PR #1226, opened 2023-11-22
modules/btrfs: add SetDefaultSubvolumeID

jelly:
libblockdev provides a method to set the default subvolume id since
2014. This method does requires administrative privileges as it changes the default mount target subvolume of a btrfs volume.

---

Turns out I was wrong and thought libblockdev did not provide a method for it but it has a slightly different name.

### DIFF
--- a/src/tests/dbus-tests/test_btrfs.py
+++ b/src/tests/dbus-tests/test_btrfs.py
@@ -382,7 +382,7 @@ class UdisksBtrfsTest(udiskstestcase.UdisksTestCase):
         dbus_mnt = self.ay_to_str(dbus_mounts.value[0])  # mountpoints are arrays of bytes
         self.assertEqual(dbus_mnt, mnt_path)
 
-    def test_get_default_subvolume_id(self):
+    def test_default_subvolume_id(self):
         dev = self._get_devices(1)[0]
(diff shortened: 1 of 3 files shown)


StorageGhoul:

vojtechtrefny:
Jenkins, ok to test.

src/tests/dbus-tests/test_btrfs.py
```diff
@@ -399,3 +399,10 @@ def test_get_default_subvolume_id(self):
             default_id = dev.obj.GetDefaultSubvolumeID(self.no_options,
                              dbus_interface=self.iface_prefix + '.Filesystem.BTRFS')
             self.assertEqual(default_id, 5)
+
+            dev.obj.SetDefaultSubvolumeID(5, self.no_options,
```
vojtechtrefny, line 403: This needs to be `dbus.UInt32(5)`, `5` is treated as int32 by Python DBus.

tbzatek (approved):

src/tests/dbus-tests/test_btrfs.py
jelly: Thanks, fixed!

--

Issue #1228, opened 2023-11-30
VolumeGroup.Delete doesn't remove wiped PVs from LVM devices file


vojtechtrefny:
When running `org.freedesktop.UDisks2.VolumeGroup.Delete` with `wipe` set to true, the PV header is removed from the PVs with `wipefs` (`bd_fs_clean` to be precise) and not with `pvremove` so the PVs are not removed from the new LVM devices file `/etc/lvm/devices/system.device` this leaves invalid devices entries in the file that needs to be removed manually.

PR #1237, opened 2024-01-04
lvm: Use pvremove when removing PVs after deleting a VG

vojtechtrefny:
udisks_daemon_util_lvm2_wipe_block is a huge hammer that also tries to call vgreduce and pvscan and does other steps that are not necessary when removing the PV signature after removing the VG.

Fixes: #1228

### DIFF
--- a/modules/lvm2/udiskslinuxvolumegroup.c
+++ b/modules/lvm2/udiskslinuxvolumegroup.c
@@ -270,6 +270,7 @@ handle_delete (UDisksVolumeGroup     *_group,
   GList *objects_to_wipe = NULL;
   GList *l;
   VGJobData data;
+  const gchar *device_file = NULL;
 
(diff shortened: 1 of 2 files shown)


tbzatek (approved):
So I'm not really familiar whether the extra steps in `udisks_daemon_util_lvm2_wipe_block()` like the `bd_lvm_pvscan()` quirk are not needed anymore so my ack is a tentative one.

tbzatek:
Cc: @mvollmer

---

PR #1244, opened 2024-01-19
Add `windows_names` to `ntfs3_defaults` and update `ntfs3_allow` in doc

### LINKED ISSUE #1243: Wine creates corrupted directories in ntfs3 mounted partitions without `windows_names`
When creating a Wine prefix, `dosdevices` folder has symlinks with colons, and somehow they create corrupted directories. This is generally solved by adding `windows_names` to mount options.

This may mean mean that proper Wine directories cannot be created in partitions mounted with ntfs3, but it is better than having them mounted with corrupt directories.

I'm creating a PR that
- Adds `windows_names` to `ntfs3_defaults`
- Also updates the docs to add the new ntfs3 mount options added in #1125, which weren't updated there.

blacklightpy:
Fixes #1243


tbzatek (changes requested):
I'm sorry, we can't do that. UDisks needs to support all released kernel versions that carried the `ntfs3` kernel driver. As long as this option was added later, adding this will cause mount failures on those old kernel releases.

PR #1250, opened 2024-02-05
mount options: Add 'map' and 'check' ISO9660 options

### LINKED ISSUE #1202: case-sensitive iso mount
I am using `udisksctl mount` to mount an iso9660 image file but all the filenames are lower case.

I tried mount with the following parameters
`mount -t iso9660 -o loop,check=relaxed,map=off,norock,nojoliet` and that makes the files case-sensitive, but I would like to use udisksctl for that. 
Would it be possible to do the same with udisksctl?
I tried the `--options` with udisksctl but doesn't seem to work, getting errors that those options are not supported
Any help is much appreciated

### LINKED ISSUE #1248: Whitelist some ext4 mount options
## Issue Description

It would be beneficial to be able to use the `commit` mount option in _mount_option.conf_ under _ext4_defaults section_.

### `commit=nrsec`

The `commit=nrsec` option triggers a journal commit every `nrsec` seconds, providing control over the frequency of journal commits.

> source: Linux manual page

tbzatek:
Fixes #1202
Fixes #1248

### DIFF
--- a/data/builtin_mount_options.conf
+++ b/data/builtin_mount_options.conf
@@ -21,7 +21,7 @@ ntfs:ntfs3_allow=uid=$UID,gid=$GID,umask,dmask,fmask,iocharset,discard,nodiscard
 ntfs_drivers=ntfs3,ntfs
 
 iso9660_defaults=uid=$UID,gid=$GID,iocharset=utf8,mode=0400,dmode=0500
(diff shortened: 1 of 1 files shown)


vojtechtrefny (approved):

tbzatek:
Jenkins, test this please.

◆ TASK GOAL: Wherever the string "Jenkins" appears in the entries above, list that line.

◆ RESPONSE BOX:
Jenkins, ok to test.
Jenkins, test this please.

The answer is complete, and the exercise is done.